Moisture Regain of different Textile Materials
Fig: A comparison of the moisture uptake of fibers

There are different factors that effect the moisture regain of the textile materials, such as;

  1. Relative Humidity
  2. Time
  3. Temperature
  4. The Previous History of The Sample

1. Relative Humidity:
Relative humidity is the most important factor that affects the regain of textile materials. The higher the relative humidity of the atmosphere, the higher is the regain of textile material which is exposed to it. If the relative humidity in the air is more then there will be more moisture regain or more rate of conditioning of textile materials and vice versa.

2. Time:
Material that is in equilibrium at a particular relative humidity which is then moved to an atmosphere with a different relative humidity takes a certain amount of time to reach a new equilibrium. The time taken depends on the physical form of the material and how easily the moisture can reach or escape from the individual fibres. For example, the British Standard for yarn count testing suggests a period of one hour for yarn in hank form to reach equilibrium, but three hours for yarn on packages.

A material placed in a given atmosphere takes a certain time to reach equilibrium. The rate of conditioning depends on several factors, such as;

  • The size and form of sample
  • The type of material
  • External conditions

3. Temperature:
The effect of temperature on regain is not important. A change of 100C will give a change in regain of cotton of about 0.3 percent. This effect can be ignored. Now we can say that for practical purposes the temperature does not affect the regain of a sample.

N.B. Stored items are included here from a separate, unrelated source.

PR #6300, opened 2020-05-20
govern remote attach and start

baude:
fixes a race where container would start before attach could occur resulting in an error.


mheon:
LGTM

PR #6302, opened 2020-05-20
Fix create_test for remote integration

baude:
fixes tests to pass for remote integration.  the two remaining tests that are skipped are due to lack of logs command.


rhatdan:
LGTM
one issue with this is that we are no longer testing the -l flag, but I don't think that is a big deal.

TomSweeneyRedHat:
LGTM

mheon:
Can we ensure that we do not completely drop testing of `--latest` as part of this? Adding separate, gated tests that only run local seems like a good idea.

PR #6310, opened 2020-05-20
Update Derivative API tutorial to reflect the HTTP API

mheon:
Once the HTTP API becomes stable, I think we want to drive people towards using it, as opposed to directly calling our CLI (when possible).


rhatdan:
LGTM
/approve

PR #6311, opened 2020-05-20
Fix build on OS X

mheon:
We disabled the OS X and Windows cross-building tests. This, predictably, led us to regress a bit in our ability to build for both of these.

This fixes the build on OS X and fixes one obvious Windows bug. Unfortunately, we're dragging in all of `pkg/spec` somewhere on Windows, and things are blowing up spectacularly because of it (plus a few uses of the `syscall` package in the bindings).

I've giving up for the day. This fixes OS X, but does not fully enable the cross-build CI (need Windows fixes for that).


rhatdan:
LGTM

4. The previous history of the sample:
The previous history of the sample can affect the equilibrium regain of the sample. The hysteresis is a good example. Processing can also change the regain. When oils, waxes and other impurities are removed then regain may change.

From the below fig we can learn,
Different moisture content depending on whether it was previously wet or dry. Processing of the material can also change its regain value by altering its ability to absorb moisture. The removal of oils, waxes and other impurities can also change the regain by removing a barrier on the fibre surface to the flow of moisture vapour. For example the standard regain value for scoured wool is 16% and that for oil combed tops is 19%.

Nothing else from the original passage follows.